BUTON SELATAN, TELISIK.ID - Warung sembako di wilayah pedesaan Kabupaten Buton Selatan (Busel) hingga kini masih merasakan kelangkaan pasokan minyak goreng di pasaran.

Dengan langkanya pasokan minyak goreng ini membuat harga minyak goreng juga cukup tinggi tak sesuai dengan harga eceran tertinggi (HET) yang ditetapkan pemerintah.
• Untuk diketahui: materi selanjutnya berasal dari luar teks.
PR #466, opened 2019-08-21
Implement cluster addition protections

eriknelson:
* Implements rollback - if some cluster objects have failed, must
rollback those that actually failed
* Implements protection against trying to create objects that already
exist

### DIFF
--- a/src/app/cluster/duck/sagas.ts
+++ b/src/app/cluster/duck/sagas.ts
@@ -30,9 +30,9 @@ import {
   AddEditConditionReady,
   AddEditDebounceWait,
 } from '../../common/add_edit_state';
+import Q from 'q';
 
 function* addClusterRequest(action) {
-  // TODO: Need to improve this to fall into the failed create state with rollback
   const state = yield select();
   const { migMeta } = state;
   const { clusterValues } = action;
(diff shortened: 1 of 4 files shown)


src/app/cluster/duck/sagas.ts
```diff
@@ -65,15 +65,91 @@ function* addClusterRequest(action) {
...
+      };
+
+      // The objects that need to be rolled back are those that were fulfilled
+      const rollbackObjs = clusterAddResults.reduce((rollbackAccum, res) => {
+        return res.state === 'fulfilled' ?
+          [...rollbackAccum, { kind: res.value.data.kind, name: res.value.data.metadata.name }] :
+          rollbackAccum;
+      }, []);
+
+      const rollbackResults = yield Q.allSettled(rollbackObjs.map(r => {
```
ibolton336: 👍

ibolton336: Only 2 comments with this:

- Check connection button shows ready after clicking 2 times. Any changes we can make this a better experience?

- Are we changing the check connection button to check with the new values entered in the form? Or is the current behavior ok?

Salah seorang pemilik warung di Desa Bola, Kecamatan Batauga Buton Selatan, Wajena mengatakan, sulitnya mendapatkan pasokan minyak goreng, meski ada harga minyak goreng yang saat ini didapat dengan harga Rp 22 ribu untuk kemasan satu liter yang biasanya hanya bernilai Rp16 ribu.

Baca Juga: Polres dan Pemkot Baubau Sidak Minyak Goreng, Ditemukan 1000 Dus di Gudang

"Minyak goreng saat ini sangat langka di pasaran apalagi minyak goreng merek Bimoli. Untuk sekarang tidak selalu ketika kita berbelanja ke pasokannya ada. Kadang harus belanja ke Kota Baubau dengan harga yang lebih mahal," katanya, Jumat (25/2/2022).